Reply to this email directly, view it on GitHub
<#1468?email_source=notifications&email_token=AEOTURAMJTWRP3ANASHUWN3QBBIEJA5CNFSM4IGEQFOKYY3PNVWWK3TUL52HS4DFVREXG43VMVBW63LNMVXHJKTDN5WW2ZLOORPWSZGOD2WI56Y#issuecomment-514625275>,
or mute the thread
<https://github.com/notifications/unsubscribe-auth/AEOTURAEOQC25Y6RZ75JQELQBBIEJANCNFSM4IGEQFOA>
.
|
It's fine! I appreciate you prototyping this and I'm glad it worked out for you, I just have to be careful with things I merge upstream. Features are forever and there's a commitment that they will be maintained indefinitely. I don't want to rush into an implementation until I know I can back that up. |
I have 8x8 pixels tiles for light culling and groupshared memory for min/max depth for each tile. An option allowing me debug this properly would be very useful. |
Is there any update to this feature? It would be helpful to have this when debugging compute shaders with groupshared variables. Currently at v1.27 all groupshared values are not accessable and leads to incorrect control flow. |
Please do not comment on old issues or pull requests that have been closed. If you are encountering a bug or are requesting a feature please open a new issue. You can reference this issue if you wish, but opening a new issue prevents any confusion of accidentally linking two unrelated issues and means that each issue can be handled in a clean process. |
Simulates all threads in a thread group so that changes to groupshared memory from other threads are available in the thread of interest.
Description
This is the implementation of simulating all the threads in a thread group across all available cpu cores that I mentioned in response to issue #1054 "Compute shader results from other threads". I made it about a year ago when I needed to debug a compute shader with groupshared memory. It can take a while with a large group size, but it's time well spent if you're trying to understand what your compute shader is doing!

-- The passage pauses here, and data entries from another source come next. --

PR #1980, opened 2020-12-09
feat: FPLA-2461 save CMO and SDO orders in word format

aliveni:
https://tools.hmcts.net/jira/browse/FPLA-2461

### Change description ###
Store last uploaded SDO and CMO documents in word format before the documents are converted to pdf files.

```
[ ] Yes
[x] No
```


service/src/integrationTest/java/uk/gov/hmcts/reform/fpl/controllers/StandardDirectionsOrderControllerAboutToSubmitTest.java
```diff
@@ -395,6 +397,11 @@ private StandardDirectionOrder expectedOrder() {
         return StandardDirectionOrder.builder()
             .directions(fullyPopulatedDirections())
             .orderStatus(SEALED)
+            .orderDoc(DocumentReference.builder()
```
lewisbirks, line 400:
```suggestion
            .lastUploadedOrder(DocumentReference.builder()
```

ccd-definition/ComplexTypes/CareSupervision/CaseManagementOrder/CaseManagementOrder.json
```diff
@@ -7,6 +7,15 @@
     "ElementLabel": "Order",
     "SecurityClassification": "Public"
   },
+  {
+    "LiveFrom": "01/01/2017",
+    "ID": "UploadedCaseManagementOrder",
+    "ListElementCode": "lastUploadedOrder",
```
lewisbirks, line 13: Would wordVersionOfOrder or something like that be better, I know that it will be the last uploaded order but that name doesn't seem to fit right in my head

aliveni: As discussed on the Slack channel, I would like to leave the name as `lastUploadedOrder` which is clear that the order was uploaded by the user instead of a generated document

lewisbirks (approved):

PR #1996, opened 2020-12-14
ci: use ElasticSearch in preview environment

tomaszpowroznik:
deploy ES stack per PR, and configure ccd-data-store, ccd-definition-store and xui to use it

### DIFF
--- a/charts/fpl-case-service/values.preview.template.yaml
+++ b/charts/fpl-case-service/values.preview.template.yaml
@@ -61,7 +61,7 @@ xui-webapp:
       SERVICES_CCD_DATA_STORE_API: http://${SERVICE_NAME}-ccd-data-store-api
       SERVICES_TERMS_AND_CONDITIONS: http://xui-terms-and-conditions-${SERVICE_FQDN}.service.core-compute-preview.internal
       JURISDICTIONS: PUBLICLAW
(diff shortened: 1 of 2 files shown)


samuelzerozero (approved):

charts/fpl-case-service/values.preview.template.yaml
```diff
@@ -61,7 +61,7 @@ xui-webapp:
       SERVICES_CCD_DATA_STORE_API: http://${SERVICE_NAME}-ccd-data-store-api
       SERVICES_TERMS_AND_CONDITIONS: http://xui-terms-and-conditions-${SERVICE_FQDN}.service.core-compute-preview.internal
       JURISDICTIONS: PUBLICLAW
-      LAUNCH_DARKLY_CLIENT_ID: dummy
+      LAUNCH_DARKLY_CLIENT_ID: 5de6610b23ce5408280f2268
```
lewisbirks, line 64: Do we want this to be public?

tomaszpowroznik: ideally not, this is xui id, exposed by xui publicly 
https://github.com/hmcts/rpx-xui-

webapp/blob/27b2eb59e045a1f72796b079712fe099089c0c19/charts/xui-webapp/values.preview.template.yaml#L9

PR #246, opened 2021-03-01
Update typography variants for DrawerHeader and Hero components

daileytj:
- Update typography variants for DrawerHeader and Hero components

### DIFF
--- a/components/src/core/Drawer/DrawerHeader.tsx
+++ b/components/src/core/Drawer/DrawerHeader.tsx
@@ -100,7 +100,6 @@ const useStyles = makeStyles((theme: Theme) =>
             marginLeft: theme.spacing(1),
         },
         subtitle: {
-            fontWeight: 300,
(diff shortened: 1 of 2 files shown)


components/src/core/Drawer/DrawerHeader.tsx
```diff
@@ -100,7 +100,6 @@ const useStyles = makeStyles((theme: Theme) =>
             marginLeft: theme.spacing(1),
         },
         subtitle: {
-            fontWeight: 300,
```
joebochill, line 103: Font-weight 300 is light, I believe. Are we using regular (400) in the DSM?

daileytj: Yeah, it's 400 in the DSM. I couldn't find a formal design for the DrawerHeader, but the appbar pattern has 400 font-weight for the subtitle and Huyaun confirmed that it is using Body2 which is 14px 400 font-weight.

huayunh:
I have a feeling that when we redesign & completely lock down the design of the appbars, some of the efforts here will need to be redone...

PR #252, opened 2021-03-19
Feature/rem system sizing

emclaug2:
-  Use Rem styles so that the font-size & vertical spacing scales with system font size. 
- Dropdown Toolbar header-spacing still imperfect.


emclaug2:
Hosted here: https://pxblue-react-library.web.app/

huayunh:
image
On extra small, those text did not line up... I personally am not particularly concerned about extra small size, but just wanted to point this out since Angular side had this correct.

huayunh:
Extra large, in https://pxblue-react-library.web.app/?path=/story/components-drawer--with-different-variants, the header overflowed
image

huayunh:
And may we bump up the theme to the latest beta `^6.0.0-beta.1` to pick up the changes to the overline typographies... just to see how those integrate

joebochill (commented):
Changes look reasonable. Do we need to update anything in the showcase similar to what you've done for the storybook inline font sizes?

joebochill:
1. Collapsed drawer looks broken for me with extra-large font:
image

2. Rail Header icon alignment is off:
image

3. Should we be converting the iconSize for Hero into rems behind the scenes? I'm not fully decided on how i feel about it yet.

4. Top and bottom spacing on the ScoreCard doesn't look even...maybe because of the inexact conversion of 100px to rems:
image

5. User Menu avatars:
image

6. This looks off...should the toolbar be taller?
image

emclaug2:
> Should we be converting the iconSize for Hero into rems behind the scenes? I'm not fully decided on how i feel about it yet. 

Since our inputs accept pixels I don't think we should do any conversion here.  Drawer width in angular-component-lib is maintained in pixels.

emclaug2:
- The scorecard header spacing has been translated to 100px, not 96px. 
- Drawer closed items are center aligned now. 
- Toolbar in UserMenu context story has a rem height now. 

Some things I'm having some trouble with:
- UserMenu avatar not center-aligned.  Even though the Menu Icon is center aligned, the avatar doesn't want to get out of the corner.  
- Drawer Header icon margin spacing.
- Dropdown Toolbar icon spacing.

joebochill:
> Thanks for the comments @huayunh & @joebochill
> 
> Here's what been re-deployed:
> 
> * The scorecard header spacing has been translated to 100px, not 96px.
> * Drawer closed items are center aligned now.
> * Toolbar in UserMenu context story has a rem height now.
> 
> Some things I'm having some trouble with:
> 
> * UserMenu avatar not center-aligned.  Even though the Menu Icon is center aligned, the avatar doesn't want to get out of the corner.
> * Drawer Header icon margin spacing.
> * Dropdown Toolbar icon spacing.

@emclaug2 it looks like you didn't push any of these updates to your branch, which makes it challenging for me to finish this up for you.

joebochill:
I managed to recreate your fixes (i think) by digging into your deployed storybook and using the inspector. Working through the couple leftover items now.

joebochill:
Okay, I think I have addressed the items that Evan didn't quite finish. I'm cool with this PR now, but if someone else wants to take a look for sanity checking, that would be great.

huayunh:
I expect the drawer header to be influenced by rem as well.
image

huayunh:
image
not aligned

huayunh:
Screen Shot 2021-03-24 at 3 27 37 PM

huayunh:
Screen Shot 2021-03-24 at 3 29 36 PM

huayunh:
Extra small, user menu 
image

huayunh:
expand / collapse icon seem not working in drawer. Not sure if it is from this PR.

huayunh:
InfoListItem, with left component, RTL
image

joebochill:
Very strange...because it looks fine in the showcase:
image

I'll have a look and see what's going on with storybook tomorrow.

joebochill:
Not sure about the expand icons not working...they work in the showcase and storybook for me...give it another shot?

huayunh (approved):
Nice! 

The only thing that catches my eye is the toolbar in http://localhost:6006/?path=/story/components-user-menu--within-toolbar, but I suppose this min-height comes from the theme definition and is not controlled by us?

Actually one more thing: I think the round shape's round corner shall be set to `50%`, not a fixed pixel value
image

And a theme thing (it never ends!)
image
I believe the active subtitle shall also turn blue200 in the dark theme

joebochill:
> Nice!
> 
> The only thing that catches my eye is the toolbar in http://localhost:6006/?path=/story/components-user-menu--within-toolbar, but I suppose this min-height comes from the theme definition and is not controlled by us?

Yes, the min-height comes from the default Material rules. We could override it in our themes, but I think that's probably overkill given the low likelihood of somebody wanting to use a smaller than normal font. Our Dropdown toolbar handles the size appropriately in REM. For this example, I just set the minimum inline in the story.

> Actually one more thing: I think the round shape's round corner shall be set to `50%`, not a fixed pixel value

Fun bit of trivia, if you've never run into it before — `border-radius` as a percentage is actually based on the _width_ of an element, not the height. So in instances like this, with a rectangle, we actually must specify a numerical value, or you get something like this:
image

> And a theme thing (it never ends!)
> I believe the active subtitle shall also turn blue200 in the dark theme

You are correct. This happened when we changed the subtitle to use textSecondary...didn't account for the special case of active.


Fixes incoming.

joebochill:
@huayunh I noticed some misalignment in the Drawer Rail header when using a regular icon vs. a clickable button icon, so I fixed that. Your findings also prompted me to do a full audit of the component code. I found a few more small items that were missed (e.g. negative margins in ListItem text subtitles, LIT border radius, etc.) so I cleaned those up. You may want to take one final quick pass through to make sure nothing got broken.

huayunh:
The only thing I noticed is that

image

the spacing between timestamp and titles are different RTL and LTR, because 

image

seems to have a constant left margin

huayunh:
Can you use a hook to change the ILI background color for 
http://localhost:6006/?path=/story/components-list-item-tag--in-info-list-item ?

huayunh:
In the cover page (http://localhost:6006/?path=/story/intro-overview--px-blue-react-components), can you render the GitHub logo as a `startIcon` prop?

huayunh:
In http://localhost:6006/?path=/story/components-drawer--with-subheader, maybe you'd want to do the same for that search icon... and perhaps change the subtitle padding to `1rem 16px`

huayunh:
For http://localhost:6006/?path=/story/components-info-list-item--within-full-list, if possible, would be better if avatar bg and  status stripe is red500, while the texts stay 200 in dark thee

huayunh:
No other problem spotted

joebochill:
Since these are storybook issues and not directly related to the REM sizing changes, I'm going to log a separate issue for that and handle them in a separate PR.

PR #254, opened 2021-03-20
Update empty state description color

### LINKED ISSUE #253: Update Empty State description text color to black
Description text of the empty state color should be black (ask Huayun which value)

Currently uses blue[500].

No

#### Additional Context

image

joebochill:
Fixes #253 .

- Switch the description color to text primary (light) or text secondary (dark)

#### Screenshots:
image
image

### DIFF
--- a/components/src/core/EmptyState/EmptyState.tsx
+++ b/components/src/core/EmptyState/EmptyState.tsx
@@ -36,6 +36,9 @@ const useStyles = makeStyles((theme) => ({
         display: 'flex',
         fontSize: 96,
     },
+    description: {
+        color: theme.palette.type === 'dark' ? theme.palette.text.secondary : theme.palette.text.primary,
+    },
     actions: {
         marginTop: theme.spacing(1),
     },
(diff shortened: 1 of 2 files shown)


jeffvg (approved):

components/src/core/EmptyState/EmptyState.tsx
```diff
@@ -54,7 +58,11 @@ const EmptyStateRender: React.ForwardRefRenderFunction<unknown, EmptyStateProps>
                 {title}
             </Typography>
```
huayunh, line 59: What's the color of the title here? Eyeballing from the screenshot it looks like textSecondary to me. Should be textPrimary in both light and dark.

joebochill: The default typography is inherit, so it inherits from root, which is textPrimary (see line 26). The demo is using an outdated version of the theme. With the latest it looks like:

image
image

huayunh: Then visually that screenshot looks awesome :)

PR #272, opened 2021-04-05
Publish 5.1.1

huayunh:
- Fixed a minor alignment issue in `<DrawerHeader />`

### DIFF
--- a/CHANGELOG.md
+++ b/CHANGELOG.md
@@ -1,5 +1,11 @@
 # Changelog
 
+## 5.1.1
+
+### Fixed
+
+-   Fixed misaligned menu icon in `<DrawerHeader>`.
+
 ## 5.1.0
 
 ### Changed
--- a/CHANGELOG.md
+++ b/CHANGELOG.md
@@ -6,6 +6,7 @@
 
 -   Some default colors in `<InfoListItem>`, `<Drawer>` and `<ScoreCard>` headers to work with @pxblue/react-themes version 6+.
 -   Some default styles on `<ScoreCard>`, `<UserMenu>`, and `<EmptyState>` text elements.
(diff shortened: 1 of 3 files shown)


joebochill:
So this is caused because in Safari, the 100% height of the `navigation` is not respected because something about a flex child in a flex parent without explicit height percentages not working. 

Anyway, do we want to fix this by forcing all of the DrawerHeader content to be center aligned (current fix), or my adjusting the navigation element to be `alignSelf: flex` instead of `height: 100%`? I'm wondering specifically about the case when a user provides their own custom content. Should it be centered by default, or should we give them a blank canvas to work from, e.g.:

image

I think centering is probably fine and the more likely direction people will go in for custom contents anyway, but just wanted to ask.

joebochill:
On an unrelated related note, this is a good opportunity to bring up the idea of version planning again too. We don't want to cram everything into one release and only do one per quarter, but we also probably don't want to do a new patch release for every bug fix either. We should probably try to knock out a few bugs in each patch, generally.

In this case, I think it's fine since there aren't any other bugs in the library right now. It might be worth waiting to see if any more are discovered in 5.1.0 since it's only been out for 4 days. 🤷 either way works for me. Just food for thought.

emclaug2:
> Anyway, do we want to fix this by forcing all of the DrawerHeader content to be center aligned (current fix), or my adjusting the navigation element to be `alignSelf: stretch` instead of `height: 100%`? I'm wondering specifically about the case when a user provides their own custom content. Should it be centered by default, or should we give them a blank canvas to work from, e.g.:


I think centering the content is a reasonable default; if they require a design or some wacky content that needs to be off-centered they can just override the styles.

joebochill (approved):

daileytj (approved):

If it detects group sync instructions, it will simulate all the threads in the thread group of the target thread until the point at which they no longer affect the target's results. If threads in another group can write to a location that the simulated group reads then that won't be reflected. Ideally it would detect cases that won't be simulated correctly, and either warn you or simulate everything it needs to, but it doesn't at the moment.
It works by blocking at each thread sync instruction until all threads have arrived. Atomic instructions are inside critical sections. It uses deferred contexts, which turns out to be a bit of nuisance because I have to turn off the single threaded device bit, but also nice, because I don't have to save and restore state on the immediate context. I assume it's going to conflict with pull request #1457 "Move D3D11 API usage out of dxbc_debug.cpp".
It puts up the cancel dialog if it runs for a certain number of instructions. Ideally I think it would have a cancel button next to the "thinking" indicator that you could press at any time, but I haven't done that. It would also be nice if it indicated how many threads it's simulating, so you can get an idea of what you're in for. I suppose it could also give you the option to override simulating everything it thinks you need.